◆ EXERCISE OBJECTIVE
Scan the data below for the string "Common". Show every line where it turns up.

(Saved entries)
Content starts

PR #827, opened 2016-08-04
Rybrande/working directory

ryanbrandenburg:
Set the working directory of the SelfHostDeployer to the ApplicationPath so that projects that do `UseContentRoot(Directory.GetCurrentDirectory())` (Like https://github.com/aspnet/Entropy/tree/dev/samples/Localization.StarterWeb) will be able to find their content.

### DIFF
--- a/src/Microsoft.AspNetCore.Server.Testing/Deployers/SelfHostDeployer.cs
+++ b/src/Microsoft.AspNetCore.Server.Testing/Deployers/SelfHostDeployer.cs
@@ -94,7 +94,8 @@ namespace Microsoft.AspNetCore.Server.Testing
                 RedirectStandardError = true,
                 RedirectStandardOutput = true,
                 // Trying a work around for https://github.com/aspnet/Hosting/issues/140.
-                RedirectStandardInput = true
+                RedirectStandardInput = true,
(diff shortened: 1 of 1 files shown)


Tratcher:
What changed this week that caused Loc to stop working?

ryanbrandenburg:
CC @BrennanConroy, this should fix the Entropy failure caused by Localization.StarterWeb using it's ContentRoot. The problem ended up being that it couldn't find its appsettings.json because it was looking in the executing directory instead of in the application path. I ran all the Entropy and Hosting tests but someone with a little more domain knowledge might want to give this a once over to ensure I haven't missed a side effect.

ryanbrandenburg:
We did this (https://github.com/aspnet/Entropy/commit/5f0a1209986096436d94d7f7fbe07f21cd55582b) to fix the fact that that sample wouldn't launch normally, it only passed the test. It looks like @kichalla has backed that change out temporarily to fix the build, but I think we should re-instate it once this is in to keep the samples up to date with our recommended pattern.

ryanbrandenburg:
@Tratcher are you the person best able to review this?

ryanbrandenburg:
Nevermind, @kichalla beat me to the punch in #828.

Content ends
Content starts

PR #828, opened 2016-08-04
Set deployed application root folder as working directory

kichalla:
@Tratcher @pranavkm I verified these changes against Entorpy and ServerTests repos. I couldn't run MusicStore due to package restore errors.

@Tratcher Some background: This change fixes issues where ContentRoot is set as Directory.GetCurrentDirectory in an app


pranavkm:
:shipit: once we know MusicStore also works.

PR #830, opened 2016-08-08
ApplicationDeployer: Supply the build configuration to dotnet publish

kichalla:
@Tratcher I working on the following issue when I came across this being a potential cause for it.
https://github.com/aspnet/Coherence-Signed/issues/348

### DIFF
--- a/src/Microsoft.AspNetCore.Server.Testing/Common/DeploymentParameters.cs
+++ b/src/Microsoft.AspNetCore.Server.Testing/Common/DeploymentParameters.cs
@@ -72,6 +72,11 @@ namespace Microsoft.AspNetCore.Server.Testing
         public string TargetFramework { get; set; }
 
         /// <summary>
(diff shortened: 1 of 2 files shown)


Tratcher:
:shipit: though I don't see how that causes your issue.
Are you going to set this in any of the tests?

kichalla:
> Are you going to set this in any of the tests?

Content ends

◆ YOUR RESPONSE
--- a/src/Microsoft.AspNetCore.Server.Testing/Common/DeploymentParameters.cs
+++ b/src/Microsoft.AspNetCore.Server.Testing/Common/DeploymentParameters.cs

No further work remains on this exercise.